* _Work instructions_
Each line in the entries below that holds the string "pull" must be copied.
"""
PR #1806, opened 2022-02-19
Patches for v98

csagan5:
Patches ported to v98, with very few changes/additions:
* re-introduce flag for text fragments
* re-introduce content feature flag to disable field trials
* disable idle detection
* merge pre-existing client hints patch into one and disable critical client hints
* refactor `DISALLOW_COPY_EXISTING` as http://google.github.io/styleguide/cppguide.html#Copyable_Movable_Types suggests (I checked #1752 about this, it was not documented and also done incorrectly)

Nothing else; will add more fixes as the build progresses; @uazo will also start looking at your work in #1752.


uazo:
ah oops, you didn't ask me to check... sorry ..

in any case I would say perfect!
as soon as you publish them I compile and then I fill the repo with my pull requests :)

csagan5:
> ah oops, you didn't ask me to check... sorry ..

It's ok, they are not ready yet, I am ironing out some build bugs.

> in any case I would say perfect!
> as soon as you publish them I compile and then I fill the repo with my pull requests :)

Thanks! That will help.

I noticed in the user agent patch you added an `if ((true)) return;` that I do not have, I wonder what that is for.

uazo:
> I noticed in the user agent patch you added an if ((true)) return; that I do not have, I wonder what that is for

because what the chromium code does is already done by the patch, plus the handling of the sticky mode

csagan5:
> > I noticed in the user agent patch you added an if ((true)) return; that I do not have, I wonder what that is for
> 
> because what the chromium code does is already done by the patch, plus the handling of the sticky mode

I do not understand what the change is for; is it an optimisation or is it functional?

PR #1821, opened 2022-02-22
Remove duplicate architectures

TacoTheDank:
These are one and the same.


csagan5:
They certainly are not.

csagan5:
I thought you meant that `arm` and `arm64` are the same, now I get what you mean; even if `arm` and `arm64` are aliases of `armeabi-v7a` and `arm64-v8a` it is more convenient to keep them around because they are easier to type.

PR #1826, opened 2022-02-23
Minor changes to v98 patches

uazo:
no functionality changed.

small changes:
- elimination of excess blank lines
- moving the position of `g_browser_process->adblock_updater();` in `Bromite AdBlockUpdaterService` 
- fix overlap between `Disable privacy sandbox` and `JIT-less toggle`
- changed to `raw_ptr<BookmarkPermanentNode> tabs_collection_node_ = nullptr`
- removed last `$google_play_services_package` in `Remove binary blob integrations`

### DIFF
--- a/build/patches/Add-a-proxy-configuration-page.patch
"""
* _Your solution_
as soon as you publish them I compile and then I fill the repo with my pull requests :)
> as soon as you publish them I compile and then I fill the repo with my pull requests :)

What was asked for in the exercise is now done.